What is expected:
The listing should be returned in its entirety, exactly as given.

- - - - -

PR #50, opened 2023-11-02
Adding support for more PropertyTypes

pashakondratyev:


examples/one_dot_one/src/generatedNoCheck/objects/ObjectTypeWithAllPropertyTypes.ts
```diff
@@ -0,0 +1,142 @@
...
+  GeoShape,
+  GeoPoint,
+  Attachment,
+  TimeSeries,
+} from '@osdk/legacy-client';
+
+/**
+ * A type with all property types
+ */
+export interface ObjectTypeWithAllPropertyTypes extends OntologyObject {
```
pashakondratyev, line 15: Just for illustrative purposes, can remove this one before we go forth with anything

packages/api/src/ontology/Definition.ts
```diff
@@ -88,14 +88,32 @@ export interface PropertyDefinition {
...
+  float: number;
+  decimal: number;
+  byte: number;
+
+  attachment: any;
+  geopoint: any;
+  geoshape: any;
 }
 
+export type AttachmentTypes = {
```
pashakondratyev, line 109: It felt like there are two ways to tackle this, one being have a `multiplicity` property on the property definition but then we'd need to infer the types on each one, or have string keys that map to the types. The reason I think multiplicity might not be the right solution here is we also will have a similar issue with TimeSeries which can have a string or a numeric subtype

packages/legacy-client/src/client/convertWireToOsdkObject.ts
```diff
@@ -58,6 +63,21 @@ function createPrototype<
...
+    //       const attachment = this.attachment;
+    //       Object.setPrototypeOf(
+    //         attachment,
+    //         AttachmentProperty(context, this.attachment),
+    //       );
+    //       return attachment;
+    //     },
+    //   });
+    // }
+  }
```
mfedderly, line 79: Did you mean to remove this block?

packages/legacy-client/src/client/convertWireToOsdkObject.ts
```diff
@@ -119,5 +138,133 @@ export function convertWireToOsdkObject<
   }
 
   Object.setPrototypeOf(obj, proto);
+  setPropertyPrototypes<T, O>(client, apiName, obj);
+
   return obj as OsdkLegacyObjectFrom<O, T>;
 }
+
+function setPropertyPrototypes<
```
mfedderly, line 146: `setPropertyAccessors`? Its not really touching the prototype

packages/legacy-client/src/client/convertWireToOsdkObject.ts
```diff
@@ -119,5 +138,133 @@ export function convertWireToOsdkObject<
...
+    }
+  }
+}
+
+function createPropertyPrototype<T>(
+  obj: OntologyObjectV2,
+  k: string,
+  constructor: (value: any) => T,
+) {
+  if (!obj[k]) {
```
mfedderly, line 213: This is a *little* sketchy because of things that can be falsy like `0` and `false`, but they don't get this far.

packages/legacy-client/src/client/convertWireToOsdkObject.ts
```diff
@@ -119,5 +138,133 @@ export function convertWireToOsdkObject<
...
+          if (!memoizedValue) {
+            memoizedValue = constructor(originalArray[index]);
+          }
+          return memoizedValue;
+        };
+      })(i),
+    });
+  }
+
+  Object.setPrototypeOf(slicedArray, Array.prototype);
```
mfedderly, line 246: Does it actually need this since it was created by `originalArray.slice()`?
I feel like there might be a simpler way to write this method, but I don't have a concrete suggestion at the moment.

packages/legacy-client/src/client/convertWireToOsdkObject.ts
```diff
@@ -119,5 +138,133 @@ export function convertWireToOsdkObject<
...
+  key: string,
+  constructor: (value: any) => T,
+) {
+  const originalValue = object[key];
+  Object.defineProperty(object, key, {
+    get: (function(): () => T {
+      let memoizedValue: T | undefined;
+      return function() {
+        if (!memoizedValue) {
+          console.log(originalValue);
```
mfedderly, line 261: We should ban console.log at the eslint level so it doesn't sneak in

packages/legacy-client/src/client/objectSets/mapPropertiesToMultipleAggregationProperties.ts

- - - - -

Solution to this problem:
PR #50, opened 2023-11-02
Adding support for more PropertyTypes

pashakondratyev:


examples/one_dot_one/src/generatedNoCheck/objects/ObjectTypeWithAllPropertyTypes.ts
```diff
@@ -0,0 +1,142 @@
...
+  GeoShape,
+  GeoPoint,
+  Attachment,
+  TimeSeries,
+} from '@osdk/legacy-client';
+
+/**
+ * A type with all property types
+ */
+export interface ObjectTypeWithAllPropertyTypes extends OntologyObject {
```
pashakondratyev, line 15: Just for illustrative purposes, can remove this one before we go forth with anything

packages/api/src/ontology/Definition.ts
```diff
@@ -88,14 +88,32 @@ export interface PropertyDefinition {
...
+  float: number;
+  decimal: number;
+  byte: number;
+
+  attachment: any;
+  geopoint: any;
+  geoshape: any;
 }
 
+export type AttachmentTypes = {
```
pashakondratyev, line 109: It felt like there are two ways to tackle this, one being have a `multiplicity` property on the property definition but then we'd need to infer the types on each one, or have string keys that map to the types. The reason I think multiplicity might not be the right solution here is we also will have a similar issue with TimeSeries which can have a string or a numeric subtype

packages/legacy-client/src/client/convertWireToOsdkObject.ts
```diff
@@ -58,6 +63,21 @@ function createPrototype<
...
+    //       const attachment = this.attachment;
+    //       Object.setPrototypeOf(
+    //         attachment,
+    //         AttachmentProperty(context, this.attachment),
+    //       );
+    //       return attachment;
+    //     },
+    //   });
+    // }
+  }
```
mfedderly, line 79: Did you mean to remove this block?

packages/legacy-client/src/client/convertWireToOsdkObject.ts
```diff
@@ -119,5 +138,133 @@ export function convertWireToOsdkObject<
   }
 
   Object.setPrototypeOf(obj, proto);
+  setPropertyPrototypes<T, O>(client, apiName, obj);
+
   return obj as OsdkLegacyObjectFrom<O, T>;
 }
+
+function setPropertyPrototypes<
```
mfedderly, line 146: `setPropertyAccessors`? Its not really touching the prototype

packages/legacy-client/src/client/convertWireToOsdkObject.ts
```diff
@@ -119,5 +138,133 @@ export function convertWireToOsdkObject<
...
+    }
+  }
+}
+
+function createPropertyPrototype<T>(
+  obj: OntologyObjectV2,
+  k: string,
+  constructor: (value: any) => T,
+) {
+  if (!obj[k]) {
```
mfedderly, line 213: This is a *little* sketchy because of things that can be falsy like `0` and `false`, but they don't get this far.

packages/legacy-client/src/client/convertWireToOsdkObject.ts
```diff
@@ -119,5 +138,133 @@ export function convertWireToOsdkObject<
...
+          if (!memoizedValue) {
+            memoizedValue = constructor(originalArray[index]);
+          }
+          return memoizedValue;
+        };
+      })(i),
+    });
+  }
+
+  Object.setPrototypeOf(slicedArray, Array.prototype);
```
mfedderly, line 246: Does it actually need this since it was created by `originalArray.slice()`?
I feel like there might be a simpler way to write this method, but I don't have a concrete suggestion at the moment.

packages/legacy-client/src/client/convertWireToOsdkObject.ts
```diff
@@ -119,5 +138,133 @@ export function convertWireToOsdkObject<
...
+  key: string,
+  constructor: (value: any) => T,
+) {
+  const originalValue = object[key];
+  Object.defineProperty(object, key, {
+    get: (function(): () => T {
+      let memoizedValue: T | undefined;
+      return function() {
+        if (!memoizedValue) {
+          console.log(originalValue);
```
mfedderly, line 261: We should ban console.log at the eslint level so it doesn't sneak in

packages/legacy-client/src/client/objectSets/mapPropertiesToMultipleAggregationProperties.ts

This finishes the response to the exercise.